PR #1998, opened 2023-06-14
Don't maintain URLs for foreign layers when pushing them

drcapulet:
For images with non-distributable layers, if we're pushing the layer to the destination we want to remove any URLs on the layer since they're generally preferred over the repository itself ([containerd](https://github.com/containerd/containerd/blob/main/remotes/docker/fetcher.go#L54-L55) example) - this is important for deployments to air-gapped installations that don't have access to any of the URLs.

### DIFF
--- a/copy/single.go
+++ b/copy/single.go
@@ -406,6 +406,11 @@ func (ic *imageCopier) copyLayers(ctx context.Context) error {
 			}
 		} else {
 			cld.destInfo, cld.diffID, cld.err = ic.copyLayer(ctx, srcLayer, toEncrypt, pool, index, srcRef, manifestLayerInfos[index].EmptyLayer)
+
+			// It's already unset on cld.destInfo, this forces the manifest to be regenerated.
+			if len(srcLayer.URLs) != 0 {
+				srcInfosUpdated = true
+			}
 		}
 		data[index] = cld
 	}


mtrmac (commented):
Thanks for the PR.

AFAICS c/image _is_, currently, falling back to using the registry if the external URL is unavailable. Though it does look that that’s not the case for containerd, and it seems to be unintentional for c/image.

It’s not clear to me that this is a behavior we can just change; it might need a separate option.


---

Note to self: The documentation for `DownloadForeignLayers` says that MIME types are updated, and I can’t see how that happens (nor, actually, whether it is desirable).

drcapulet:
@mtrmac Appreciate the review - funny enough the day I opened this Microsoft [dropped the usage of foreign layers](https://techcommunity.microsoft.com/t5/containers/announcing-removal-of-foreign-layers-from-windows-container/ba-p/3846833), I'm inclined to just close this out?

I can't personally tell on the expected behavior for URLs from the spec.

mtrmac:
I do think you’ve touched on a feature gap and/or a bug, and it’s worth fixing _in principle_.

OTOH the real-world need for the foreign layer feature is really becoming much less urgent. If you want to close this PR, I think that’s completely fair.

jankaluza:

PR #2001, opened 2023-06-15
Don't store signatures if there is none of them

mike-sul:
Currently, the copy command prints the message 'Storing signatures' and calls the signature storing function, even if there are no signatures present. This can mislead users and make them believe that there are image signatures.

The proposed change modifies the copy function to print the message and invoke the image storing function only if there is at least one signature.

### DIFF
--- a/copy/single.go
+++ b/copy/single.go
@@ -256,9 +256,11 @@ func (c *copier) copySingleImage(ctx context.Context, policyContext *signature.P
 	}
 	sigs = append(sigs, newSigs...)
 
-	c.Printf("Storing signatures\n")
-	if err := c.dest.PutSignaturesWithFormat(ctx, sigs, targetInstance); err != nil {
-		return nil, "", "", fmt.Errorf("writing signatures: %w", err)
+	if len(sigs) > 0 {
+		c.Printf("Storing signatures\n")
+		if err := c.dest.PutSignaturesWithFormat(ctx, sigs, targetInstance); err != nil {
+			return nil, "", "", fmt.Errorf("writing signatures: %w", err)
+		}
 	}
 
 	return manifestBytes, retManifestType, retManifestDigest, nil


copy/single.go
```diff
@@ -254,11 +254,15 @@ func (c *copier) copySingleImage(ctx context.Context, policyContext *signature.P
 	if err != nil {
 		return nil, "", "", err
 	}
-	sigs = append(sigs, newSigs...)
+	if newSigs != nil {
```
mtrmac, line 257: This seems unnecessary.

mtrmac (commented):
Thanks.

If we are improving this, the major user-visible aspect is actually that (typically during a pull) it may be the `Commit` that takes a long time, and that’s currently being attributed to storing signatures. That’s certainly not ideal; but just dropping that and attributing the delay to the previous layer copies would not be clearly better.

So I think the `Commit` step should cause a progress log (potentially with a per-transport opt-in to avoid noise?), and we can revisit the signature step afterwards.

copy/single.go
mike-sul: Indeed.

mike-sul:
> That’s certainly not ideal; but just dropping that and attributing the delay to the previous layer copies would not be clearly better.

The previous step is not layer copy iiuc, rather `copyUpdatedConfigAndManifest` which prints `Writing manifest to image destination`. What I observe now is 

```
Copying blob 8f7d2488f433 done  
Copying config 99ae753c80 done  
//--> "Storing signatures" used to be here
```

Do you mean that `Writing manifest to image destination` is misleading message too?

mtrmac:
My mistake; it’s the manifest step indeed.

That’s certainly less misleading than a layer copy — a bit: “why does writing a 1KB file take a minute?”.

mtrmac (approved):
LGTM.

mtrmac:
Either way, this is an improvement.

-*-

** What the task requires **
Whenever the word "https" shows up in a line of the entries, copy that line.

** Answer for this exercise **
For images with non-distributable layers, if we're pushing the layer to the destination we want to remove any URLs on the layer since they're generally preferred over the repository itself ([containerd](https://github.com/containerd/containerd/blob/main/remotes/docker/fetcher.go#L54-L55) example) - this is important for deployments to air-gapped installations that don't have access to any of the URLs.
@mtrmac Appreciate the review - funny enough the day I opened this Microsoft [dropped the usage of foreign layers](https://techcommunity.microsoft.com/t5/containers/announcing-removal-of-foreign-layers-from-windows-container/ba-p/3846833), I'm inclined to just close this out?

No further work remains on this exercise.